PYTHON - РУКОВОДСТВО - ОБРАЩЕНИЕ ДАННЫХ

7 функций Python для обработки данных менее чем за 5 минут

Пошаговое руководство по основным, но тем не менее наиболее часто используемым функциям обработки данных

1. Введение

Привет, меня зовут Грегор, я специалист по данным или тот, кому большую часть времени нужно оценивать и очищать данные. Мне в равной степени нравится работать с Python / Pandas и R / tidyverse в своих проектах. Недавно я поделился статьей, в которой описал свои наиболее часто используемые функции R для обработки данных. Я подумал, что было бы неплохо рассказать, как использовать эти функции в Python, а точнее в Pandas.

В следующем разделе я описываю свою техническую настройку для этой статьи, чтобы сразу же использовать примеры из этой статьи. Затем в разделе 3 я представляю семь функций, использующих набор данных Gapminder. Если у вас есть какие-либо вопросы или комментарии, пожалуйста, поделитесь ими со мной.

2 Настройка

Чтобы продемонстрировать функции, я воспользуюсь набором данных Gapminder. Набор данных Gapminder содержит данные о продолжительности жизни, ВВП на душу населения и численности населения страны за многие десятилетия. Кроме того, я использую Jupyter Notebooks в сочетании с Pandas.

Эти семь функций являются частью пакета Pandas. Если вам интересно, как я структурирую свой код, это называется цепочкой методов или конвейером (в сообществе R). Я объясняю основы в одной из моих других статей.

3 Семь самых простых, но все же наиболее часто используемых функций обработки данных

семь функций позволяют вам выбирать и переименовывать определенные столбцы, сортировать и фильтровать. набора данных, создать и вычислить новые столбцы и суммировать значения. Я буду использовать данные Gapminder для каждой функции, чтобы упростить отслеживание и применить их к вашим наборам данных. Обратите внимание, чем дальше мы пойдем, я буду использовать комбинацию этих функций.

3.1 filter () - Выбор столбцов в наборе данных

Выбор только столбцов континент, год и pop.

Выбор всех столбцов, в названии которых есть co, с помощью оператора like. Пожалуйста, ознакомьтесь с документацией, чтобы узнать о дополнительных полезных функциях.

3.2 rename () - переименование столбцов

Переименуйте столбцы год в Year и lifeExp в Life Expectancy.

3.3 sort_values ​​() - Сортировка набора данных

Сортировать по году.

Сортировать по lifeExp и по году (по убыванию).

3.4 query () - Фильтрация строк в наборе данных

Отфильтруйте строки с годом 1972.

Отфильтруйте строки с годом 1972 и ожидаемой продолжительностью жизни ниже среднего.

Отфильтруйте строки с годом 1972 и с ожидаемой продолжительностью жизни ниже среднего, а для страны либо Боливия ИЛИ Ангола.

3.5 assign () и лямбда - создать новые столбцы в наборе данных

Создайте столбец, который объединяет информацию о континенте и стране, и другой столбец, в котором отображается округленная информация lifeExp.

3.6 agg () - Создание сводных вычислений в вашем наборе данных

Для всего набора данных рассчитайте среднее значение и стандартное отклонение для совокупности и ожидаемой продолжительности жизни.

3.7 groupby () - Группируйте набор данных и создавайте сводные вычисления

Функция agg () настолько полезна без функции groupby (). Использование обоих вместе - мощный способ создания новых наборов данных. В приведенном ниже примере я сгруппирую набор данных по континентам, а затем создам сводки для населения и lifeExp.

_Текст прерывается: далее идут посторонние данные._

PR #256, opened 2022-11-14
[OCPCLOUD-1732] Add test-e2e-periodic target in the makefile

Fedosin:
This PR adds a target to run e2e periodic tests only.

### DIFF
--- a/Makefile
+++ b/Makefile
@@ -44,7 +44,6 @@ all: check
 vendor:
 	$(DOCKER_CMD) ./hack/go-mod.sh
 
-
 .PHONY: check
 check: fmt vet #lint ## Check your code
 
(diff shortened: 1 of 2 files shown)


JoelSpeed:
For each test that you've marked as a periodic, can you please explain why you think this warrants being a periodic rather than running on presubmit?

I would like to be very deliberate about the tests that we mark as periodic, they should have good reasons behind them.

For example, it may be useful to make a test plan similar to the one for the CPMS which explains why each of these tests should be periodic and the behavioural subsets we cover in presubmits

lobziik:
Is this still actual after https://github.com/openshift/cluster-api-actuator-pkg/pull/258 was merged?

There I marked proxy test as periodic: https://github.com/openshift/cluster-api-actuator-pkg/pull/258/files#diff-ddf400001089ed146e8291e2e81b9fa305e9e371d81a389561ee6c61a11b8a5bR229

/hold

Makefile
```diff
@@ -74,6 +73,10 @@ build-e2e:
 test-e2e: ## Run openshift specific e2e test
 	hack/ci-integration.sh $(GINKGO_ARGS) --label-filter='!(periodic || spot-instances)' -p
 
+.PHONY: test-e2e-periodic
+test-e2e-periodic: ## Run openshift specific periodic e2e test
+	hack/ci-integration.sh $(GINKGO_ARGS) --label-filter='periodic && !spot-instances' -p
```
lobziik, line 78: think `--label-filter='periodic'` should be enough

lobziik (changes requested):
Think we don't need to explicitly exclude spot-tests

JoelSpeed:

The autoscaler test that's failing is unrelated to this change. I can see the proxy test is still being skipped and the new make target looks good to me, don't think we need this to pass

PR #258, opened 2022-11-15
OCPCLOUD-1729: Update ginkgo to v2, restructure test running 

lobziik:
this PR:

- Updates gingko to v2
- Marked tests with labels, and filter out proxy and spot tests.
- Introduces a special label for periodic.
- Marks autoscaler and serial tests with ginkgo serial label, now tests might be run from a single entrypoint.

Some tests are marked with Serial, according to the gingko doc it should be running one by one after the rest of the suite passed.
Namely autoscaler tests and serial disruptive MAPI operator tests will be run after the rest of the suite.


lobziik:
cc @JoelSpeed

pkg/operators/machine-api-operator.go
```diff
@@ -24,289 +24,298 @@ var (
 	maoManagedDeployment = "machine-api-controllers"
 )
 
-var _ = Describe("[Feature:Operators][Disruptive] Machine API operator deployment should", func() {
-	defer GinkgoRecover()
+var _ = Describe(
+	"[Serial][Feature:Operators][Disruptive] Machine API operator deployment should",
```
JoelSpeed, line 28: Should the prefixes be dropped from these?
```suggestion
	"Machine API operator deployment should",
```

pkg/operators/machine-api-operator.go
```diff
@@ -24,289 +24,298 @@ var (
...
+	Label(framework.LabelDisruptive, framework.LabelOperators, framework.LabelMachines),
+	Serial,
+	func() {
+		defer GinkgoRecover()
```
JoelSpeed, line 32: You don't actually need this, though I know it was already there

JoelSpeed (commented):
What's the motivation for keeping `[Feature:Machines]` in the description of all of the tests? Why did that not become a label?

JoelSpeed:
Looking at the test results, it seems the tests aren't running the serial tests at the end, have you tried setting it to parallel execution, I think it's running everything as serial right now?

Also not seeing any JUnit output

lobziik:
> Looking at the test results, it seems the tests aren't running the serial tests at the end, have you tried setting it to parallel execution, I think it's running everything as serial right now?

Yup, it is. I figured it out yesterday, and marked this PR as WIP. There is still a couple of things that need to be sorted.

lobziik:
> Also not seeing any JUnit output
https://gcsweb-ci.apps.ci.l2s4.p1.openshiftapps.com/gcs/origin-ci-test/pr-logs/pull/openshift_cluster-api-actuator-pkg/258/pull-ci-openshift-cluster-api-actuator-pkg-master-e2e-azure-operator/1592546034800660480/artifacts/e2e-azure-operator/test/artifacts/e2e_report.xml

pkg/operators/machine-api-operator.go
lobziik: Removed

lobziik:
Updated this pr:
- removed `[Feature:Machines]` thingies
- Ensured that tests runs in parallel (I did run that manually on my machine against aws cluster, worked as I expected, got it passed)
- updated gatherer for work with new ginkgo spec report
- extended some timeouts a little bit (observed failure due to timeouts in IMDS and autoscaler tests, added two minutes to that)
- added 5m grace period to give room for gatherer and cleanup logic in AfterEach nodes (for cases if some test failed and other parallel tests were interrupted). The default was the 30s, I did set it for 5m.

pkg/framework/framework.go
```diff
@@ -48,10 +48,11 @@ const (
 )
 
 var (
-	WaitShort    = 1 * time.Minute
-	WaitMedium   = 3 * time.Minute
-	WaitLong     = 15 * time.Minute
-	WaitOverLong = 30 * time.Minute
+	WaitShort      = 1 * time.Minute
+	WaitMedium     = 3 * time.Minute
+	WaitOverMedium = 3 * time.Minute
```
JoelSpeed, line 53: This is the same as medium no?

JoelSpeed:
Test results look great, they almost seem to be running faster with this new approach as well 🤔

pkg/framework/framework.go
lobziik: that intended to be 5 mins, fixed

JoelSpeed:
/approve
Interested to see how the tests pass/fail on this run

elmiko:
this generally LGTM, i examined the azure-operator failures and i think it's related to slow machine creation during the tests. it seems like the test is failing while wait for machines to become nodes. perhaps we need to make the wait 30 minutes instead of 15?

lobziik:
>this generally LGTM, i examined the azure-operator failures and i think it's related to slow machine creation during the tests. it seems like the test is failing while waiting for machines to become nodes. perhaps we need to make the wait 30 minutes instead of 15?

It did hit global suite timeout. Due to slow machine creation, I believe.
This behaviour in ginkgo v2 changed, now 90m passed in `-timeout` flag is the limit for the entire suite.
Increased it in https://github.com/openshift/cluster-api-actuator-pkg/pull/258/commits/9bcb3f26d0c574d38127a23383708c731ca73414, I hope it should be enough.

JoelSpeed:
/lgtm

This last run, the suite passed in 1h40, so yep, timeout was causing an issue, but then the gather step failed afterwards. I'm happy with the changes, let's iterate if we find other issues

Также можно группировать более чем по одному столбцу. В следующем примере я использую groupby () с континентом и годом.

4. Вывод

В этой статье я показал вам свои наиболее часто используемые функции Pandas для управления наборами данных. Я предоставил вам несколько примеров, которые, надеюсь, станут идеальной базой для того, чтобы вы опробовали их для каждой функции.

Если вы хотите узнать больше о Pandas, обязательно ознакомьтесь с официальной документацией, а также с книгой Python для анализа данных. Пожалуйста, дайте мне знать, что вы думаете и какие функции вы используете чаще всего. Спасибо!